Amilan-T II is also a very good 'Top Shot' line. Very durable. Usually order it from Melton's International. 

Both these are 'pre-tested' lines that will conform to IGFA rules.


----------



## Chris V (Oct 18, 2007)

I agree with above for the most part but would suggest taking them to a local shop to be spooled. They should have the line in stock and that 200lb backing needs to go on super tight with a machine.


----------



## rustybucket (Aug 18, 2011)

Chris V said:


> I agree with above for the most part but would suggest taking them to a local shop to be spooled. They should have the line in stock and that 200lb backing needs to go on super tight with a machine.


No doubt, we will be having the line put on with a machine. While we're on the subject, I've read anywhere from 5-10lbs of drag when spooling the braid. Anyone have any recommendations on how tight to really put it on?


----------



## rustybucket (Aug 18, 2011)

BlueWaterWarrior said:


> We use Momoi Hi-Catch IGFA. We run 150 yards of 'Top Shot'. Order it from Tackle Warehouse.
> 
> Amilan-T II is also a very good 'Top Shot' line. Very durable. Usually order it from Melton's International.
> 
> Both these are 'pre-tested' lines that will conform to IGFA rules.


If we don't plan on any IFGA tournaments, is there any reason to use IFGA tested lines?


----------



## rustybucket (Aug 18, 2011)

Also, on the mono, any reason to use another color than clear? I could see the benefit of going with a hi-vis yellow, but would it affect the fish shyness of the line any? Our live bait leaders are 300lb flouro.


----------



## Capt. Alex Pinney (Jan 23, 2008)

rustybucket said:


> If we don't plan on any IFGA tournaments, is there any reason to use IFGA tested lines?

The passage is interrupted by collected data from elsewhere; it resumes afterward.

PR #2574, opened 2019-07-16
SONARJAVA-3128 Rule S5261: "else" statements should be clearly matched with an "if"

yassin-kammoun-sonarsource:


java-checks/src/test/files/checks/DanglingElseStatementsCheck.java
```diff
@@ -0,0 +1,34 @@
...
+        e++;
+      }
+
+    if (a)
+      if (b)
+        d++;
+    else        // Noncompliant {{Add explicit curly braces to avoid dangling else.}}
+      e++;
+  }
+}
```
saberduck: You should configure your editor to insert empty line at the end of file, see here https://stackoverflow.com/questions/44704968/visual-studio-code-insert-new-line-at-the-end-of-files

PR #2575, opened 2019-07-16
Update version of sonar-plugin-api to 7.9

saberduck:


saberduck:
Build is failing, because we would need to migrate and release analyzers-commons to use 7.9 api

saberduck:
As we don't want to migrate analyzers-commons now, and there is no strong incentive yet, I am closing this PR

PR #2576, opened 2019-07-17
Add EditorConfig file

saberduck:
EditorConfig is standard for editors to synchronize some basic editing settings, so it is easier to use different IDEs to collaborate on the project. See http://EditorConfig.org  for details.

### DIFF
--- a/.editorconfig
+++ b/.editorconfig
@@ -1,0 +1,10 @@
+# EditorConfig is awesome: http://EditorConfig.org
+
+root = true
+
+[*]
+end_of_line = lf
+insert_final_newline = true
+charset = utf-8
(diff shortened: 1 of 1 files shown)


m-g-sonar:
do we reaaaaaally need this in our repository @saberduck ?
I feel it should be rather here: https://github.com/SonarSource/sonar-developer-toolset

saberduck:
1. we have it already on quite some repositories already at SonarSource https://github.com/search?q=org%3ASonarSource+.editorconfig&type=Code 

2. having it in the repository itself is the point exactly, you don't need to setup something externally

m-g-sonar:
LGTM!

PR #2577, opened 2019-07-18
SONARJAVA-3133 Rule S1067 should be ignored in equals methods

quentin-jaquier-sonarsource:


java-checks/src/test/files/checks/ExpressionComplexityCheck.java
```diff
@@ -58,4 +58,37 @@ Runnable lambda() {
...
+      @Override
+      public boolean equals(Object o) {
+        return true && true && true && false && false; // Compliant, the expression is inside equals method
+      }
+    }
+    return true && true && true && false && false; // Compliant, the expression is inside equals method
+  }
+}
+
+enum AbbreviationOfDays{
```
m-g-sonar: haha, nice pick! :)
Could have been an interface as well!

PR #2578, opened 2019-07-18
SONARJAVA-2971 Rule S3012: Arrays should not be copied using loops

yassin-kammoun-sonarsource:


java-checks/src/main/java/org/sonar/java/checks/ArrayCopyLoopCheck.java
```diff
@@ -0,0 +1,309 @@
...
+      ForEachStatement loop = (ForEachStatement) tree;
+      return getBody(loop.statement(), 1);
+    } else {
+      WhileStatementTree loop = (WhileStatementTree) tree;
+      return getBody(loop.statement(), 2);
+    }
+  }
+
+  private static StatementTree getBody(StatementTree tree, int expectedSize) {
+    StatementTree statement = tree;
```
saberduck: Do we need this variable?

java-checks/src/main/java/org/sonar/java/checks/ArrayCopyLoopCheck.java
```diff
@@ -0,0 +1,309 @@
...
+
+  private static boolean isCollection(ExpressionTree tree) {
+    return tree.symbolType().isSubtypeOf("java.util.Collection");
+  }
+
+  private static boolean isIdentifier(ExpressionTree tree) {
+    return tree.is(Kind.IDENTIFIER);
+  }
+
+  private static IdentifierTree getIdentifier(ExpressionTree tree) {
```
saberduck: When  you use this method, you subsequently always need `Symbol` from the identifier, it would be more usefull to return the `Symbol` directly. Also annotate this method with `@CheckForNull`

java-checks/src/main/java/org/sonar/java/checks/ArrayCopyLoopCheck.java
```diff
@@ -0,0 +1,309 @@
...
+      ExpressionTree lhs = assignment.variable();
+      ExpressionTree rhs = assignment.expression();
+      if (isIdentifier(lhs) && isInteger(lhs)) {
+        IdentifierTree identifier = (IdentifierTree) lhs;
+        ctx.setCounter(identifier.symbol());
+        if (rhs.is(Kind.PLUS)) {
+          BinaryExpressionTree addition = (BinaryExpressionTree) rhs;
+          lhs = addition.leftOperand();
+          rhs = addition.rightOperand();
+          return (isCounter(lhs, ctx) && isOne(rhs)) ^ (isOne(lhs) && isCounter(rhs, ctx));
```
saberduck: Please use `||` , its more idiomatic for boolean types

java-checks/src/main/java/org/sonar/java/checks/ArrayCopyLoopCheck.java
```diff
@@ -0,0 +1,309 @@
...
+    }
+    return null;
+  }
+
+  private static boolean isCounter(ExpressionTree tree, Context ctx) {
+    IdentifierTree identifier = getIdentifier(tree);
+    return identifier != null && identifier.symbol().equals(ctx.getCounter());
+  }
+
+  private static boolean isInteger(ExpressionTree tree) {
```
saberduck: I would suggest renaming this to `isIntegerType`, to make it less ambiguous (from the name I was thinking that you are testing the expression to be integer literal)

java-checks/src/main/java/org/sonar/java/checks/ArrayCopyLoopCheck.java
```diff
@@ -0,0 +1,309 @@
...
+    }
+    return false;
+  }
+
+  private static boolean checkCondition(ExpressionTree tree, Context ctx) {
+    if (tree.is(Kind.LESS_THAN, Kind.LESS_THAN_OR_EQUAL_TO, Kind.GREATER_THAN, Kind.GREATER_THAN_OR_EQUAL_TO, Kind.NOT_EQUAL_TO)) {
+      BinaryExpressionTree comparison = (BinaryExpressionTree) tree;
+      ExpressionTree lhs = comparison.leftOperand();
+      ExpressionTree rhs = comparison.rightOperand();
+      return isInteger(lhs) && isInteger(rhs) && (isIdentifier(lhs) && isCounter(lhs, ctx)) ^ (isIdentifier(rhs) && isCounter(rhs, ctx));
```
saberduck: calling `isInteger` or `isIdentifier` with `isCounter` is redundant - if it's the same symbol, it means it has the same type and that it is identifier.

java-checks/src/main/java/org/sonar/java/checks/ArrayCopyLoopCheck.java
```diff
@@ -0,0 +1,309 @@
...
+
+  private static boolean isArrayToArrayCopy(ExpressionTree expression, Context ctx) {
+    if (expression.is(Kind.ASSIGNMENT)) {
+      AssignmentExpressionTree assignment = (AssignmentExpressionTree) expression;
+      ExpressionTree lhs = assignment.variable();
+      ExpressionTree rhs = assignment.expression();
+      if (lhs.is(Kind.ARRAY_ACCESS_EXPRESSION) && rhs.is(Kind.ARRAY_ACCESS_EXPRESSION)) {
+        ArrayAccessExpressionTree src = (ArrayAccessExpressionTree) rhs;
+        ArrayAccessExpressionTree dst = (ArrayAccessExpressionTree) lhs;
+        return isIdentifier(src.expression()) && useCounter(src, ctx) && isIdentifier(dst.expression()) && useCounter(dst, ctx);
```
saberduck: can't we just use `isCounter` for both `src.expression` and `dst.expression` ?

java-checks/src/main/java/org/sonar/java/checks/ArrayCopyLoopCheck.java
```diff
@@ -0,0 +1,301 @@
...
+    }
+    return false;
+  }
+
+  private static boolean checkCondition(ExpressionTree tree, Symbol counter) {
+    if (tree.is(Kind.LESS_THAN, Kind.LESS_THAN_OR_EQUAL_TO, Kind.GREATER_THAN, Kind.GREATER_THAN_OR_EQUAL_TO, Kind.NOT_EQUAL_TO)) {
+      BinaryExpressionTree comparison = (BinaryExpressionTree) tree;
+      ExpressionTree lhs = comparison.leftOperand();
+      ExpressionTree rhs = comparison.rightOperand();
+      return isCounter(lhs, counter) ^ isCounter(rhs, counter);
```
saberduck: Use `||` instead of xor

java-checks/src/main/java/org/sonar/java/checks/ArrayCopyLoopCheck.java
```diff
@@ -0,0 +1,301 @@
...
+    return null;
+  }
+
+  @CheckForNull
+  private static Symbol isPlusAssignment(ExpressionStatementTree update) {
+    if (update.expression().is(Kind.PLUS_ASSIGNMENT)) {
+      AssignmentExpressionTree assignment = (AssignmentExpressionTree) update.expression();
+      ExpressionTree lhs = assignment.variable();
+      ExpressionTree rhs = assignment.expression();
+      IdentifierTree identifier = (IdentifierTree) lhs;
```
saberduck: This cast is not safe, `lhs` can be `MemberSelectExpressionTree` when you use field like
```
    for (this.x = 0; this.x < 10; this.x += 1) {

    }
```

java-checks/src/main/java/org/sonar/java/checks/ArrayCopyLoopCheck.java
```diff
@@ -0,0 +1,301 @@
...
+            Symbol identifier = getIdentifier(argument);
+            return identifier != null && identifier.equals(iterated.symbol());
+          }
+        }
+      }
+    }
+    return false;
+  }
+
+  private static boolean isArray(ExpressionTree tree) {
```
saberduck: this function is used only once, we can inline it

PR #2580, opened 2019-07-18
SONARJAVA-3151 Rule S4684 should not raise issue when entity argument is annotated with @PathVariable

quentin-jaquier-sonarsource:


java-checks/src/main/java/org/sonar/java/checks/spring/PersistentEntityUsedAsRequestParameterCheck.java
```diff
@@ -73,4 +76,8 @@ private static boolean isRequestMappingAnnotated(Symbol.MethodSymbol methodSymbo
   private static boolean isPersistentEntity(VariableTree variableTree) {
     return ENTITY_ANNOTATIONS.stream().anyMatch(variableTree.type().symbolType().symbol().metadata()::isAnnotatedWith);
   }
+
+  private static boolean hasNoPathVariableAnnotation(VariableTree variableTree) {
+    return variableTree.modifiers().annotations().stream().noneMatch(a -> a.symbolType().is(PATH_VARIABLE_ANNOTATION));
```
saberduck: We have another API which is used in the methods above - `variableTree.symbol.metadata().isAnnotatedWith` , I think it would better to use that one for consistency

PR #2582, opened 2019-07-19
SONARJAVA-3149 S1948 FP on serializable collection initialized to null

alban-auzeill:


its/ruling/src/test/resources/jdk6/squid-S1948.json
```diff
@@ -123,7 +123,6 @@
 81,
 ],
 'jdk6:java/security/SecureRandom.java':[
-78,
```
alban-auzeill: :heavy_check_mark: `private Provider provider = null;` it was a FP `Provider` implements `Serializable` and `null` is also serializable.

No there isn't unless you plan on going for a record of some sort. 

We use 100 # for top shot on our 80s.


----------



## 85okhai (Mar 15, 2010)

130 or 200# hollow core with mono top shot spliced in


----------



## BlueWaterWarrior (May 28, 2015)

The colored line doesn't bother the fish if you are using a long leader.


----------



## Ocean Master (May 20, 2008)

10 lbs of drag coming off the machine is what I do. Also wax the spool and the first 100' or more of the braid. This will help stop corrosion on the spool because the braid will hold water.


----------



## capskip (Mar 3, 2010)

when you have them spooled make sure you can do the splicing,or some one who is qualified. i also just use 100 lb top shot on my 80's


----------



## rustybucket (Aug 18, 2011)

capskip said:


> when you have them spooled make sure you can do the splicing,or some one who is qualified. i also just use 100 lb top shot on my 80's


I'll be doing the splicing myself. I've got a needle set and have been doing all our loops and wind ons for year or so now.


----------



## Mullit (Jun 6, 2011)

If you're using the jb hollow core I recommend putting it on wet and tight with reel in low gear a machine is best however I would be sure how it's packed, it can be a mess if it's done poorly. I like 100 lb ande as my top shot for 80 as it will hold plenty and has less drag than 130.


----------



## WhyMe (Apr 21, 2013)

Reading this thread provided me with a lot of great info.
Whyme


----------



## panhandlephinsphan (Aug 25, 2008)

I have had good experiences with using a modified Albright to connect the braid to the mono. 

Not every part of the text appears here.